Conservación:

Situación legal

La existencia de tan solo 5-10 parejas reproductoras de Focha Cornuda en el territorio europeo, todas en la Península Ibérica, ha determinado su catalogación en el Estado Español como especie "en peligro de extinción" por el Catálogo Nacional de Especies Amenazadas (Ley 4/89 de Conservación de los Espacios Naturales y de la Flora y Fauna Silvestres). Además, la Focha Cornuda está protegida en todo el ámbito de la Unión Europea por la Directiva de Aves (79/409/CEE) e incluida en el Convenio de Berna.

Esta situación legal hace obligatorio la protección de su hábitat a través de la declaración de los humedales que utiliza la especie como Zona de Especial Protección para las Aves (ZEPA) y la elaboración de Planes de Recuperación donde se incluyan las acciones necesarias para conservar de manera efectiva a la Focha Cornuda.

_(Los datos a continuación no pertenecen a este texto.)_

PR #594, opened 2022-10-05
Attempt to patch around custom errors in hardhat

jflatow:
Uses a new cut of hardhat with selectors included in error messages.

En 1997, la Conselleria de Medio Ambiente de la Generalitat Valenciana elaboró el Plan de Acción para la Focha Cornuda en la Comunidad Valenciana y en 1999 puso en marcha un Plan de Reintroducción con el soporte financiero del Programa LIFE de la Unión Europea.

En 1999, SEO/BirdLife redacto el Plan Internacional de Acción para la Focha Cornuda, con la colaboración de expertos de toda Europa.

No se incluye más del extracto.